# Steam Workshop Mods gehen nicht



## JonnyDee (22. März 2016)

Hallo zusammen,

ich habe da folgendes Problem, wenn ich für ein Game, was auch über Steam läuft, einen Mod über de Workshop abonniere, dann wird dieser ja gedownloadet.
Soweit ich das mitbekommen habe, sollen die Mods dann ja automatisch im Game enthalten sein oder müssten dann in den Ingame Modeinstellung aktiviert werden.

Bei z.B. den beiden Games ETS2 und ATS habe ich das Problem, das diese Mods nicht zu aktivieren gehen. Wer die beiden Games kennt, der weiß ja wie die Mods dann im Profil aktiviert werden. Laut Aussagen des freundlichen Steam Modders, soll das ohne Probleme Funktionieren, einfach den Mod Abonnieren und schon solle man diesen im Game unter Mod-Manager aktiveren können.

Ich habe das Problem, dass mir aber egal welche Mods ich über den Workshop beziehe einfach nicht angezeigt werden. Laut diversen Bewertungen scheinen die Mods aber alle wunderbar zu funktionieren und auch immer wieder von allein zu updaten.

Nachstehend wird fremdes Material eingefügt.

PR #625, opened 2018-12-03
SU2_DOT Interface

economon:
## Proposed Changes
 
Adds an interface to SU2_DOT_AD for volume -> surface sensitivity projection. New option to write out sensitivities at each surface vertex to a generic ASCII file for use with an external parameterization.

Includes some minor code clean up and fixes some compiler warnings.

## Related Work

N/A

## PR Checklist

### DIFF
--- a/Common/src/config_structure.cpp
+++ b/Common/src/config_structure.cpp
@@ -1818,6 +1818,8 @@ void CConfig::SetConfig_Options(unsigned short val_iZone, unsigned short val_nZo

Was mach ich falsch, kann mir da jemand helfen bzw. den Steam Workshop genauer erklären wenn man da noch sochen ändern oder aktivieren muss.

Vielen Dank


----------



## JonnyDee (23. März 2016)

Bitte mal in "sonstige Spielthem" für Steam verschieben

Danke


----------



## the_swiss (23. März 2016)

Zumindest in Cities: Skylines funktioniert der Steam Workshop bei mir problemlos. Abonnieren, und wird im Spiel in der Modübersicht angezeigt.

Ich kann morgen Nachmittag das ganze bei mir mit dem ETS2 ausprobieren, den ATS bzw. ETS2-Amerika-AddOn habe ich nicht. Heut abend wird das bei mir aber nichts mehr.

Wichtig ist vor allem, dass du die Mod abonnierst. Danach sollte bei dir im Downloadmenü ein ETS2 - Workshop-Inhalt oder so was auftauchen, und das runterladen. Danach sollte es funktionieren.


----------



## JonnyDee (23. März 2016)

Habe den Fehler gefunden 

Man muss doch vorher  die Teilnahme "public beta 1.2" bestätigen, so das im Game der Workshop hinterlegt wird.
Bisher habe ich das nicht gemacht, weshalb meine Mods nie angezeigt worden sind.

Thema ist somit erledigt


----------



## the_swiss (23. März 2016)

Ok, freut mich


----------